Fig. 6 - Classification Error vs. Epoch for Varying Mood Inputs
Conclusions
Our results suggest that Twitter mood data can in fact help predict fluctuations of prices in financial markets. Consistent with Bollen’s findings, we found that arousal was the best mood for predicting the directional change in the DJIA. To our knowledge, our study was the first that attempted to predict fluctuations in the bond market in addition to fluctuations in the stock market. Interestingly, we found that arousal is also most predictive for bond markets. This finding may suggest that arousal is a good predictor for financial markets in general, not just stock markets. However, since the bond and stock market are typically correlated, this finding may also just reflect the fact the bond and stock markets were particularly correlated during this period of time.
Next Steps
Steps for future exploration should involve increasing the sophistication of the Neural Network and implementing techniques to further improve the accuracy of the network at test time. One method suggested by Professor Torresani is to increase the size of the input vector by dividing the mood corpuses up to create separate but highly correlated input variables. In theory this would further stem the overfitting problem. Additionally, future studies could examine whether arousal is predictive for a market that not highly correlated with stock markets. This might show that arousal is a general indicator of financial market fluctuations.
Acknowledgements
We would like to thank Jure Leskovec for giving access to the SNAP database of Tweets. Most of all, we would like to thank Professor Torresani and our Teaching Assistant Weifu Wang for a fantastic class.
Citations
[1] Bollen, J., Mao, H. and Zeng, X.-J. 2010. Twitter mood predicts the stock market.

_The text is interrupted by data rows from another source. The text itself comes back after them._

PR #9125, opened 2020-05-21
Send anonymous statistics from backends and exporting engine

vlvkobal:
##### Summary
In order to make the transition from backends to the new exporting engine smoother, we need to understand if Netdata users are ready for removing the backends subsystem completely.

Part of #8461

##### Component Name
exporting engine

##### Test Plan
Check `error.log`.

### DIFF
--- a/backends/backends.c
+++ b/backends/backends.c
@@ -697,6 +697,7 @@ void *backends_main(void *ptr) {
     // prepare the backend main loop
 
     info("BACKEND: configured ('%s' on '%s' sending '%s' data, every %d seconds, as host '%s', with prefix '%s')", type, destination, source, global_backend_update_every, hostname, global_backend_prefix);
+    send_statistics("BACKENDS_START", "OK", type);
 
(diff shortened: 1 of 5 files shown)


backends/backends.c
```diff
@@ -697,6 +697,7 @@ void *backends_main(void *ptr) {
     // prepare the backend main loop
 
     info("BACKEND: configured ('%s' on '%s' sending '%s' data, every %d seconds, as host '%s', with prefix '%s')", type, destination, source, global_backend_update_every, hostname, global_backend_prefix);
+    send_statistics("BACKENDS_START", "OK", type);
```
thiagoftsm, line 700: all the `info` and` and `debug` messages are in the singular ( `BACKEND:` ) why are you using plural here?

vlvkobal: I used it because the name of the subsystem is "backends". But, as far as a specific backend is starting here and taking into account what you said, I've changed the name.

PR #424, opened 2020-06-26
Rename ...genericsensors.Values/_/value to ...genericsensors.Values/_…

bettio:
…/values

GET on AppEngine on /value will return a collection of items, therefore
it should be renamed to /values.
On the SDK side it would look as:
```
sendData("org.astarte-platform.genericsensors.Values", "/values", value);
```
Using astartectl on it would be something like:
```
astartectl rlm appengine devices get-samples device_id ...Values /id/values
```


rbino:
I can see this specific case making sense, but I don't know if it can be applied at large (_e.g._ a `com.something.AirSensor` interface should have `/temperatures`, `/humidities` and so on, which imho don't sound quite right).

PR #435, opened 2020-07-03
housekeeping: add realm deletion

rbino:
The feature can be enabled with an env variable and it's disabled by default


apps/astarte_housekeeping/lib/astarte_housekeeping/config.ex
```diff
@@ -35,6 +35,15 @@ defmodule Astarte.Housekeeping.Config do
     type: :integer,
     default: 4008
 
+  @envdoc """
+  By default Astarte Housekeeping doesn't support realm deletion. Set this variable to true to
+  enable this feature. WARNING: this feature can cause permanent data loss when deletin a realm.
```
bettio, line 40: deleting

PR #440, opened 2020-07-17
Update Phoenix and rework astarte metrics

matt-mazzucato:
+ Update Phoenix to version 1.5.
+ Rework astarte metrics to reduce the clutter while retrieving relevant information.


apps/astarte_appengine_api/lib/astarte_appengine_api/application.ex
```diff
@@ -42,22 +38,18 @@ defmodule Astarte.AppEngine.API.Application do
...
     children = [
-      supervisor(Astarte.RPC.AMQP.Client, []),
-      supervisor(Astarte.AppEngine.API.Rooms.MasterSupervisor, []),
-      supervisor(Astarte.AppEngine.API.Rooms.AMQPClient, []),
-      supervisor(Astarte.AppEngine.APIWeb.Endpoint, []),
+      Astarte.RPC.AMQP.Client,
+      Astarte.AppEngine.API.Rooms.MasterSupervisor,
+      Astarte.AppEngine.API.Rooms.AMQPClient,
+      Astarte.AppEngine.APIWeb.Endpoint,
+      {Phoenix.PubSub, name: Astarte.AppEngine.API.PubSub},
```
rbino, line 51: This should probably start before the `Endpoint` since the `Endpoint` calls into it

apps/astarte_appengine_api/lib/astarte_appengine_api/application.ex
```diff
@@ -42,22 +38,18 @@ defmodule Astarte.AppEngine.API.Application do
...
+      Astarte.AppEngine.APIWeb.Telemetry,
```
rbino, line 52: And this should probably be the first thing that starts since potentially everything else can emit metrics

apps/astarte_appengine_api/lib/astarte_appengine_api/rooms/room.ex
```diff
@@ -200,8 +200,8 @@ defmodule Astarte.AppEngine.API.Rooms.Room do
       room_cleanup(state)
 
       :telemetry.execute(
-        [:astarte, :appengine, :channels, :room_closed],
-        %{},
+        [:astarte, :appengine, :channels, :room_opened],
```
rbino, line 203: I see the point of doing this (summing the `-1` with the same event name) but I'm not sure if emitting a `:room_opened` event when the room is closed is the correct behaviour.
Did you try to look at other libraries that do similar stuff and see how they do it?

apps/astarte_appengine_api/lib/astarte_appengine_api_web/controllers/metrics_controller.ex
```diff
@@ -14,10 +14,17 @@
...
 # See the License for the specific language governing permissions and
 # limitations under the License.
-#
 
-defmodule Astarte.HousekeepingWeb.Metrics.PrometheusExporter do
-  @moduledoc false
+defmodule Astarte.AppEngine.APIWeb.MetricsController do
+  use Astarte.AppEngine.APIWeb, :controller
+
+  plug Plug.Telemetry, event_prefix: [:prometheus_metrics, :plug]
```
rbino, line 21: Do we need to instrument the metrics controller? It seems kind of redundant

apps/astarte_appengine_api/lib/astarte_appengine_api_web/telemetry/health_status.ex
```diff
@@ -14,29 +14,22 @@
 # WITHOUT WARRANTIES OR CONDITIONS OF ANY KIND, either express or implied.
 # See the License for the specific language governing permissions and
 # limitations under the License.
-#
```
rbino, line 17: Extra comment line removed, restore it

apps/astarte_data_updater_plant/lib/astarte_data_updater_plant_web/telemetry.ex
```diff
@@ -0,0 +1,107 @@
...
+        tags: [:realm]
+      ),
+      sum("astarte.data_updater_plant.data_updater.exchanged_bytes.bytes",
+        tags: [:realm]
+      ),
+      counter("astarte.data_updater_plant.triggers_handler.published_event.count",
+        tags: [:realm]
+      ),
+      counter("astarte.data_updater_plant.data_updater.detected_crash.count"),
+      last_value("astarte.data_updater_plant.service.health",
```
bettio, line 93: I don't understand this one

apps/astarte_housekeeping/lib/astarte_housekeeping_web/plug/metrics_plug.ex
```diff
@@ -16,8 +16,19 @@
...
+defmodule Astarte.HousekeepingWeb.MetricsPlug do
+  import Plug.Conn
+
+  def init(_args), do: nil
+
+  def call(%{request_path: "/metrics", method: "GET"} = conn, _opts) do
+    metrics = TelemetryMetricsPrometheus.Core.scrape()
+
+    conn
+    |> put_resp_content_type("text/plain")
```
bettio, line 28: Maybe `text/html; charset=utf-8` would be better, we should check it.

apps/astarte_housekeeping_api/lib/astarte_housekeeping_api/health/health.ex
```diff
@@ -29,9 +29,21 @@ defmodule Astarte.Housekeeping.API.Health do
   """
   def get_backend_health do
```
bettio, line 30: We are using try ... rescue in other places, should we use it everywhere?

apps/astarte_data_updater_plant/lib/astarte_data_updater_plant_web/telemetry.ex
matt-mazzucato: The idea is to monitor `health` and make it available to prometheus (i.e. the status can be plotted such that we can understand the service status across time)

apps/astarte_appengine_api/lib/astarte_appengine_api_web/plug/health_plug.ex
```diff
@@ -1,7 +1,7 @@
 #
 # This file is part of Astarte.
 #
-# Copyright 2019 Ispirata Srl
+# Copyright 2020 Ispirata Srl
```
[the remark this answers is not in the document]
matt-mazzucato: `health_controller.ex` was removed. `health_plug.ex` is a new file.

apps/astarte_housekeeping/lib/astarte_housekeeping_web/plug/metrics_plug.ex
matt-mazzucato: `utf-8` is already the default charset, while the content type `text/plain` is consistent with the previous implementation.

apps/astarte_appengine_api/lib/astarte_appengine_api_web/endpoint.ex
```diff
@@ -43,6 +38,9 @@ defmodule Astarte.AppEngine.APIWeb.Endpoint do
 
   plug Plug.RequestId
   plug PlugLoggerWithMeta
```
rbino, line 40: I just realized that if we move `plug PlugLoggerWithMeta` _below_ `HealthPlug` and `MetricPlug`, we would also solve the spammy logs caused by metrics and health requests (the conn gets halted in `HealthPlug` and `MetricsPlug`, so it won't pass in `PlugLoggerWithMeta`).

@bettio opinion? I'm personally in favor, spammy logs makes it very hard to debug problems that happened e.g. during the weekend.

bettio: I agree with this change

Journal of Computational Science. http://arxiv.org/pdf/1010.3003v1.pdf
[2] Eduardo J. Ruiz et al., 2012. Correlating Financial Time Series with Micro-Blogging Activity. http://www.cs.ucr.edu/~vagelis/publications/wsdm2012-microblog-financial.pdf.
[3] Bradley, M. M., & Lang, P. J. (1999a). Affective norms for English words (ANEW): Instruction manual and affective ratings (Tech. Rep. No. C-1). Gainesville, FL: University of Florida, The Center for Research in Psychophysiology. http://bitbucket.org/mchaput/stemming
[4] Osgood, C., Suci, G., & Tannenbaum, P. (1957). The measurement of meaning. Urbana, IL: University of Illinois.
[5] Dodds PS, Harris KD, Kloumann IM, Bliss CA, Danforth CM (2011) Temporal Patterns of Happiness and Information in a Global Social Network: Hedonometrics and Twitter. PLoS ONE 6(12): e26752. doi:10.1371/journal.pone.0026752
[6] Leskovec, Jure. "Network datasets: 476 Million Twitter tweets." Stanford Network Analysis Project. Stanford University, n.d. Web. 12 Apr 2012. http://snap.stanford.edu/data/twitter7.html
[7] . "^TNX: Summary for CBOE Interest Rate 10-Year T-No." Yahoo! Finance. Yahoo!, 08 May 2012. Web. 01 May 2012. http://finance.yahoo.com/q?s=^TNX
[8] http://www.cmegroup.com/
[9] Matt Chaput. Stemming 1.0. http://bitbucket.org/mchaput/stemming
[10] Bollen, J., Pepe, A., & Mao, H. (2009). Modeling public mood and emotion: Twitter sentiment and socioeconomic phenomena. arXiv.org, arXiv:0911.1583v0911 [cs.CY] 0919 Nov 2009.
[11] Reed, Russel et al. (1992). Regularization Using Jittered Data. IEEE 1992.
[12] R.M Zur, Y Jiang, C.E Metz, Comparison of two methods of adding jitter to artificial neural network training, International Congress Series, Volume 1268, June 2004, Pages 886-889, ISSN 0531-5131, 10.1016/j.ics.2004.03.238.
[1] This process is well-suited for a parallel computing model such as a MapReduce where the map task produces a dict for a given chunk of data, and the reduce task combines all dicts into a single lookup table for mood scores on a given day. In order to process larger sized Twitter datasets, such parallel system would be invaluable.
[2] Using a binomial distribution with a p-value set to the proportion of days where the security price increased.